- [Your instructions]: Nothing is to be left out: repeat every entry exactly as given.
__________
PR #4083, opened 2020-06-10
DHFPROD-5170: Remove the word "documents" in search results

saarimrahman:
### Description
Changed the word "documents" to "results"/"records" in various areas in the UI visible to the user to remove MarkLogic specific language.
__________
- [Answer box]:
PR #4083, opened 2020-06-10
DHFPROD-5170: Remove the word "documents" in search results

saarimrahman:
### Description
Changed the word "documents" to "results"/"records" in various areas in the UI visible to the user to remove MarkLogic specific language.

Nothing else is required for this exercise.